## Aim of the task
Across the listing below, state how many lines hold the string "even"; write nothing but that number.
#### Dataset records ####
PR #717, opened 2023-03-03
adds new DELETE /object/${objectID} route for manager to use

benptc:
Deprecates the old way to delete objects, which was with:

POST /
{
  action: 'delete',
  name: `${object.name}`,
  frame: ''
}

You can now delete an object with:

DELETE `/object/${objectID}`

This is consistent with how to delete frames (tools), which is currently done with:

DELETE `/object/${objectID}/frames/${frameID}`

### DIFF
--- a/controllers/object.js
+++ b/controllers/object.js
@@ -12,6 +12,35 @@ var objectsPath;
 var identityFolderName;
 var git;
 var sceneGraph;
+// needed for deleteObject
+let objectLookup;
+let activeHeartbeats;
+let knownObjects;
+let setAnchors;
+
+const deleteObject = function(objectID) {
+    let object = utilities.getObject(objects, objectID);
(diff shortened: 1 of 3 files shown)


controllers/object.js
```diff
@@ -12,6 +12,36 @@ var objectsPath;
...
+let knownObjects;
+let setAnchors;
+
+const deleteObject = function(objectID) {
+    let object = utilities.getObject(objects, objectID);
+    if (!object) {
+        return {
+            status: 404,
+            error: `Object ${objectID} not found`
+        }
```
hobinjk-ptc, line 27: see lint warnings inline

hobinjk-ptc (approved):

ktheo-ptc (approved):
Looks good to me!

PR #718, opened 2023-03-03
delete avatar object if we haven't heard its heartbeat in the last 5 seconds

benptc:
Avatar heartbeats come every 1 second with https://github.com/ptcrealitylab/vuforia-spatial-toolbox-userinterface/pull/367, so deleting an avatar if no heartbeats within the past 5 seconds seems reasonable to me.


hobinjk-ptc (approved):
wcgw

benptc:
Haha, thanks for the review. We'll hope for the best

PR #721, opened 2023-03-06
increase avatar deletion age back up to 15s; 5s led to some accidental deletions

benptc:
If the app hangs for too long your own avatar could be deleted by your server, causing your cursor and presence to disappear. No mechanism to re-establish it yet if it gets deleted, so I'm giving it a more generous time buffer to minimize these instances for now.


dangond-ptc (approved):
LGTM!

PR #2674, opened 2023-05-07
[WIP] add doc summary index 

jerryjliu:


llama_index/indices/document_summary/retrievers.py
```diff
@@ -0,0 +1,213 @@
...
+
+
+DEFAULT_CHOICE_SELECT_PROMPT_TMPL = (
+    "A list of documents is shown below. Each document has a number next to it along "
+    "with a summary of the document. A question is also provided. \n"
+    "Select the numbers of the documents "
+    "you should consult to answer the question, in order of relevance. \n"
+    "Do not include any documents that are not relevant to the question. \n"
+    "Example format: \n"
+    "Document 1: <summary of document 1>\n"
```
oaosman84, line 30: As an alternative format, we found asking it to use JSON format a bit more robust (in case summaries end up with new-line characters or things like that).

llama_index/indices/document_summary/retrievers.py
```diff
@@ -0,0 +1,213 @@
...
+    "Document 2: <summary of document 2>\n"
+    "..."
+    "Document 10: <summary of document 10>\n"
+    "Question: <question>\n"
+    "Answer: 9, 7, 4\n\n"
```
oaosman84, line 35: Another alternative to consider: 
```
Respond with how relevant on a scale from 1-10 you think that document is, only giving a document if it's relevance is greater than {{minimum_relevance}}.
```

Might complicate the interface, but giving a relevance score allows things like choosing a minimum relevance for recall vs precision trade-offs, or adding something like `similarity_top_k` to choose the most similar K.

PR #2787, opened 2023-05-08
Add HuggingFaceLLMPredictor

logan-markewich:
This PR adds a new LLM Predictor class for huggingface.

It sets the correct LLM Metadata, so that hopefully the prompt helper/node parser needs less configuring out of the box. There's even streaming support 👍🏻 

We may or may not want to fully remove the stable_lm predictor class, I'm not totally sure.

Todo:
- [x]  Add huggingface LLM
- [x]  Add example notebook
- [x]  Add example notebook with a different LLM
- [x]  update docs
- [x]  remove stable_lm predictor?


jerryjliu:
> It sets the correct LLM Metadata, so that hopefully the prompt helper/node parser needs less configuring out of the box. There's even streaming support 👍🏻

@logan-markewich i'm cool with removing the StableLMPredictor class

llama_index/llm_predictor/huggingface.py
```diff
@@ -0,0 +1,229 @@
...
+
+    @property
+    def last_token_usage(self) -> int:
+        """Get the last token usage."""
+        return self._last_token_usage or 0
+
+    @last_token_usage.setter
+    def last_token_usage(self, value: int) -> None:
+        """Set the last token usage."""
+        self._last_token_usage = value
```
Disiok, line 182: not for this PR: we should refactor this away. LLMPredictor should not hold this state.

llama_index/llm_predictor/huggingface.py
```diff
@@ -0,0 +1,229 @@
...
+            temperature=self._temperature,
+            do_sample=self._do_sample,
+            stopping_criteria=self._stopping_criteria,
+        )
+        completion_tokens = tokens[0][inputs["input_ids"].size(1) :]
+        self._total_tokens_used += len(completion_tokens) + inputs["input_ids"].size(1)
+        completion = self.tokenizer.decode(completion_tokens, skip_special_tokens=True)
+        return completion, formatted_prompt
+
+    async def apredict(self, prompt: Prompt, **prompt_args: Any) -> Tuple[str, str]:
```
Disiok, line 219: curious: huggingface models don't expose async endpoints in general?

logan-markewich: Not that i saw. All examples put the normal code into an async function 🤔

llama_index/llm_predictor/huggingface.py
```diff
@@ -0,0 +1,229 @@
...
+            for more details.
+
+        retry_on_throttling (bool): Whether to retry on rate limit errors.
+            Defaults to true.
+
+    """
+
+    def __init__(
+        self,
+        max_input_size: int = 4096,
```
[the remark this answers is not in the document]
Disiok: Thanks for explaining!

llama_index/llm_predictor/huggingface.py
Disiok: Good to know

logan-markewich:
I think this is ready to merge!

Tried adding mosaicLM, but tbh I couldn't get it to run lol

llama_index/llm_predictor/huggingface.py
```diff
@@ -0,0 +1,231 @@
...
+
+        # generate in background thread
+        # NOTE/TODO: token counting doesn't work with streaming
+        thread = Thread(target=self.model.generate, kwargs=generation_kwargs)
+        thread.start()
+
+        # create generator based off of streamer
+        def response() -> Generator:
+            for x in streamer:
+                yield x
```
Disiok, line 167: What does this do? Why can't we directly return streamer?

llama_index/llm_predictor/huggingface.py
```diff
@@ -0,0 +1,231 @@
...
+
+        self._system_prompt = system_prompt
+        self._query_wrapper_prompt = query_wrapper_prompt
+        self._total_tokens_used = 0
+        self._last_token_usage: Optional[int] = None
+
+        # setup stopping criteria
+        stopping_ids_list = stopping_ids or []
+
+        class StopOnTokens(StoppingCriteria):
```
Disiok, line 98: very nit: why perfer nested private class here?

llama_index/llm_predictor/huggingface.py
Disiok: is the streamer not a generator?

Disiok (approved):
Sweet, just few small nits. Feel free to merge regardless.

llama_index/llm_predictor/huggingface.py
logan-markewich: Later on we have a check for `isInstance(response, Generator)`, and streamer is not a generator technically, so the check fails.

I could change that if statement to additionally look for the text iterator class from huggingface

Issue #3035, opened 2023-05-08
Use of deprecated method 'warn' instead of 'warning.


dciborow:
One line is using 'warn' instead of 'warning'.

/opt/hostedtoolcache/Python/3.11.3/x64/lib/python3.11/site-packages/llama_index/llm_predictor/base.py:61: DeprecationWarning: The 'warn' method is deprecated, use 'warning' instead.

PR #3036, opened 2023-05-08
fix: Switch from warn to warning

dciborow:
/opt/hostedtoolcache/Python/3.11.3/x64/lib/python3.11/site-packages/llama_index/llm_predictor/base.py:61: DeprecationWarning: The 'warn' method is deprecated, use 'warning' instead

FIxes: #3035


Disiok:
Thanks!

PR #3047, opened 2023-05-09
Add NeMo output parser

logan-markewich:
This is currently a work in progress.

Basically, it seems like we want to mainly leverage the actions that nemo provides (rather than it's general chat interface)

This may take some hack stuff. I'm considering just skipping the config and rails, and just importing/running their actions directly? TBD

Here's a quick test script also, using the paul graham essay
[test_script.zip](https://github.com/jerryjliu/llama_index/files/11426287/test_script.zip)


logan-markewich:
Now there is a test notebook :) Also simplified to just use lower-level functions from NeMo

llama_index/output_parsers/nemo.py
```diff
@@ -0,0 +1,98 @@
+"""NeMo Hallucincation output parser.
+
+See https://github.com/NVIDIA/NeMo-Guardrails.
+
+"""
+try:
+    from nemoguardrails.actions.hallucination import check_hallucination
+    from nemoguardrails.actions.fact_checking import check_facts
+except ImportError:
+    check_hallucination = None
```
Disiok, line 10: I ran into `TypeError: 'NoneType' object is not callable` since I didn't have nemo installed.
Need to alert user to pip install

logan-markewich:
Will close this for now, there is confusing version dependency conflicts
####
## Reply
2